A court in Istanbul sentenced Dundar to 18 years and nine months for obtaining state secrets for the purpose of political or military espionage, the verdict said on Wednesday. The court also sentenced him to an additional eight years and nine months for supporting an armed terrorist organization without being a member.

Currently in exile in Germany, the former editor-in-chief of Turkish opposition newspaper Cumhuriyet was tried in absentia.

Judges at Istanbul’s Caglayan courthouse issued the verdict despite the absence of the defense team. Dundar’s lawyers said they would not attend the final hearing, slamming the charges as politically motivated.

“We do not want to be part of a practice to legitimize a previously decided, political verdict,” the lawyers said in a written statement on Tuesday ahead of the hearing.

The court delayed its verdict earlier this month after Dundar’s lawyers asked for the judges to be replaced to ensure a fair trial.
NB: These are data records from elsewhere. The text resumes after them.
PR #1164, opened 2026-07-21
fix(tools): forced non-reasoning tool-grammar starts at the trigger (#558)

raullenchai:
## Problem

`#558` constrained tool-calling promised schema-valid arguments for forced tool calls (`tool_choice=required`/named), but on real hardware **hermes/qwen leaked empty `{}` args ~40-60% of the time**. Root-caused by decode trace + grammar dump on Hermes-3-Llama-8B (constrain on):

`build_tool_lark` gave every tag a leading `TAG_TEXT: /(.|\n)*/` **unbounded free-text prefix**. That prefix belongs to the AUTO grammar (a model may decline to call), but it was reused for **forced** modes too — so a weak-tool-prior model (Hermes-on-Llama natively emits `get_weather --city "Paris"` CLI / prose) fills the prefix and **never reaches the `<tool_call>` trigger before `max_tokens`**. The parser extracts nothing and the route synthesises an empty-arg call. harmony/gpt-oss escaped only because its prior emits the trigger immediately.

The grammar was correctly built + masking (no desync); the defect was the grammar **shape**, not llguidance, not the forced-prefix path, not special-token encoding.

## Fix

`build_tool_lark`, **forced + non-reasoning only**; **AUTO and forced + reasoning are unchanged vs `main`**:

- **Forced + non-reasoning (the reported leak):** the **first** forced call starts **directly at the `<tool_call>` trigger** (no free-text prefix at all — this is what forces the mandatory call), and repeated parallel calls are separated by a whitespace-only run — `start: (tag_0 | tag_1) (SEP (tag_0 | tag_1))* tag_end`, `SEP: /[ \t\r\n]*/`. `SEP` admits the real `</tool_call>\n<tool_call>` gap between parallel forced calls (**codex round-3**: dropping the prefix entirely wrongly forced calls to be *adjacent*); it is **unbounded** whitespace because the first call is already forced at token 0, so inter-call whitespace cannot defer anything (**codex round-5** nit: capping it would wrongly reject a real `\n\n` gap while `tag_end: TAG_TEXT` allows unbounded trailing text anyway). Mirrors vLLM `xgrammar` / SGLang forced-tool constraint (forced ⇒ constrain from the trigger).

- **Forced + reasoning (opts out — honest interim):** `build_tool_grammar` returns **`None`** (gated on the *normalized* reasoning pair), so the route forces the call via the pre-#558 `forced_assistant_prefix` injection. Neither static grammar shape is correct, so `None` is the honest interim (**codex round-5**): the shared reasoning grammar (`lead: opened? bal_prefix`) keeps an **unbounded free prefix** → a weak-tool-prior reasoning model can still exhaust `max_tokens` and reproduce the `{}` leak; and forcing the trigger at token 0 leaves the prompt-level `<think>` unclosed, so with `enable_thinking=True` the qwen3 reasoning parser buries the **entire** output — tool call included — in `reasoning_content` (`content=None`), **losing the call** (verified against the real `qwen3_parser.py` no-`</think>` branch). A **correct bounded forced-reasoning grammar** needs the prompt's reasoning-open (prefill) state — a prefilled `<think>` must be allowed to close before the call, while a non-prefilled model must be forbidden that same production or it defers the call — and that signal is **not available at grammar-build time** (grammar built before the prompt is rendered; runtime-gating on `</think>` was already rejected in-tree as a footgun that a no-`</think>` model defeats). This is an **architectural decision (prefill-state plumbing)** left to a follow-up. codex oscillated here across rounds (r4: *don't* return `None`, build a bounded grammar → r5: *do* return `None` until a prefill-aware grammar exists), which is itself the evidence that no static grammar resolves it.

- **AUTO (both):** unchanged — keeps `lead: opened? bal_prefix` (may decline, so an unbounded / prefill-tolerant prefix is safe).

## Verification

- **Real machine** (Hermes-3-Llama-8B = non-reasoning / `reasoning_parser=None`, `RAPID_MLX_CONSTRAIN_TOOLS=1`): `required` + `named` across easy + blind-spot schemas (nested `$ref`, `minItems`) → **15/15 valid, 0 empty** (was ~9/15). The `SEP` variant is *stricter* than the tested shape (first call now sits at the trigger with no prefix), and grammar-level enforcement is proven on the real tokenizer + `LLMatcher` (prose-before-call rejected at token 0; a valid call accepted + terminal).
- **harmony/gpt-oss no-regression**: `named` × 3 schemas → **12/12 valid, 0 invalid**.
- **Tests**: `#558` grammar suite **46 passed** + 5 adjacent 558 files **201 passed**; `ruff check` + `ruff format` clean; `full_unit` **13365 passed / 0 failed**. Includes: bare prose before a forced call rejected (`accepted==0`); the **round-3 regression guard** (two `</tool_call>\n<tool_call>` newline-separated forced calls accepted in full); forced + reasoning **opts out** (`build_tool_grammar` → `None`), gated on the *normalized* pair so a single/malformed sentinel still constrains; AUTO still accepts prefilled-`<think>` streams and prose-then-call.

## Scope

Fixes the reported bug: **non-reasoning** forced calls on the 3 grammar-capable parser families (harmony / hermes / qwen). AUTO is byte-unchanged vs `main`; the non-grammar-capable families (gemma4, qwen3_coder_xml = Qwen3.6-27B, deepseek, llama, …) remain free-form. **Forced + reasoning constrained decoding is a tracked follow-up** — it requires prompt-prefill-state plumbing into the grammar builder, an architectural change worth deciding deliberately rather than shipping a static grammar that codex correctly showed either leaks `{}` or drops a reasoning model's call (until then forced + reasoning uses the proven pre-#558 `forced_assistant_prefix` forcing).

### DIFF
--- a/tests/test_tool_grammar_558.py
+++ b/tests/test_tool_grammar_558.py
@@ -163,8 +163,9 @@ def test_build_tool_grammar_named_choice_narrows_to_requested_tool():
     # Only the requested tool's tag survives — get_time is not reachable.
     assert "get_weather" in grammar
     assert "get_time" not in grammar
-    # Single forced alternative (named => exactly one tag, forced).
-    assert "start: (tag_0)+ tag_end" in grammar
+    # Single forced alternative (named => one tag, forced): the first call sits at
+    # the trigger, repeats separated by the unbounded whitespace-only ``SEP``.
+    assert "start: (tag_0) (SEP (tag_0))* tag_end" in grammar
 
 
 @_requires_llguidance
@@ -238,10 +239,12 @@ def test_lark_quantifier_tracks_tool_choice():
     from vllm_mlx.api.tool_grammar import build_tool_lark
 
     infos = [_hermes_structure_info()(t["name"]) for t in TOOLS]
-    # auto -> may emit zero calls -> (...)*
+    # auto -> may emit zero calls -> (...)* (keeps the free prefix; unchanged).
     assert "start: (tag_0 | tag_1)* tag_end" in build_tool_lark(TOOLS, "auto", infos)
-    # required (and any non-auto choice) -> at least one call -> (...)+
-    assert "start: (tag_0 | tag_1)+ tag_end" in build_tool_lark(
+    # required (non-reasoning) -> at least one call, the FIRST at the trigger and
+    # repeats separated by the unbounded whitespace-only ``SEP`` (#558 forced-leak fix replaced the
+    # old ``(...)+`` free-prefix shape).
+    assert "start: (tag_0 | tag_1) (SEP (tag_0 | tag_1))* tag_end" in build_tool_lark(
         TOOLS, "required", infos
     )
 
@@ -278,7 +281,7 @@ def test_named_choice_narrows_to_single_forced_tag():
     only = [TOOLS[0]]  # caller pre-filtered to the requested function
     info = [_hermes_structure_info()(only[0]["name"])]
     lark = build_tool_lark(only, "get_weather", info)
-    assert "start: (tag_0)+ tag_end" in lark
+    assert "start: (tag_0) (SEP (tag_0))* tag_end" in lark
     assert "tag_1" not in lark  # no other tool's alternative present
     assert "get_time" not in lark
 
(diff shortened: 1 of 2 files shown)


raullenchai:
## Status: reported bug fixed + proven; forced+reasoning is an architectural fork awaiting a decision

**`pr_validate` (commit `5cee8552`):** fetch / test_plan / cl_description / supply_chain / test_env / **lint** / targeted_tests (75) all PASS.

- **`full_unit`**: the 5 failures are all in `tests/test_serve_listen_fd.py` — **unrelated to this diff** (this PR touches only `tool_grammar.py` + its test). The file passes **21/21 in isolation**; it's full-suite test-pollution that surfaced after rebasing past #1167 (request-logging middleware), not this change.
- **`codex`**: 1 nit (SEP "bounded" wording — fixed) + 1 blocking on forced+reasoning.

### The blocking is an architectural fork, not a fixable nit

codex has **oscillated across three rounds** on how forced+reasoning should behave:

| round | reviewing | demand |
|---|---|---|
| r4 | `return None` | **don't** return None — it removes `%json` arg constraint; build a bounded grammar |
| r5 | shared `bal_prefix` grammar | `bal_prefix` keeps an unbounded prefix → still leaks `{}`; **return None** until a prefill-aware grammar exists |
| r6 | `return None` (per r5) | **don't** return None — it removes `%json` arg constraint (≡ r4) |

Both static shapes are correctly rejected, in opposite directions, because **neither is right**: a prompt-prefilled `<think>` model must be *allowed* an unbounded `reasoning </think>` lead before the trigger, while a non-prefilled model must be *forbidden* that same production or it defers the forced call. The two require opposite grammars for the same construct, so a correct bounded forced-reasoning grammar needs the prompt's **prefill state** — which isn't available at grammar-build time (grammar is built before the prompt is rendered; a runtime `</think>`-gate was already rejected in-tree as a footgun a no-`</think>` model defeats).

### What this PR does / doesn't do

- **Fixes the reported bug**: forced **non-reasoning** `{}` leak → Hermes-3-Llama-8B `required`+`named` across easy + blind-spot schemas is **15/15 valid, 0 empty** (was ~9/15); harmony `12/12`.
- **forced + reasoning**: opts out to the pre-#558 `forced_assistant_prefix` forcing (the shipped mechanism before #558's grammar) — **no regression vs pre-#558**, and strictly better than the leaky `bal_prefix` for the deferral case. This is the current `return None` state (codex r5's explicit ask).

The forced+reasoning constrained-decoding path needs prompt-prefill-state plumbing into the grammar builder — an **architectural change** to be decided deliberately (and verified on a real thinking model), tracked as a follow-up. Holding merge for that call rather than auto-overriding the blocking.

The court rejected the request.

Who is Can Dundar?

Dundar fled to Germany in 2016 to escape legal charges after being convicted of espionage for publishing a story about Turkish arms shipments to Syrian rebels in 2015.

Turkish President Recep Tayyip Erdogan had warned Dundar would “pay a heavy price” for the Cumhuriyet report exposing Turkey’s intelligence agency while he was leading the newspaper.

During his exile in Germany, Dundar was given 15 days to return to Turkey but he opted not to.

The court declared Dundar a fugitive and ordered the seizure of his assets in Turkey including four properties in Ankara, Istanbul and Mugla as well as bank accounts in his name.

Turkish authorities also confiscated his wife’s passport in September 2016.

In October, the European Union warned Ankara that it was eroding democratic values and said Turkey’s chances of ever joining the bloc were evaporating.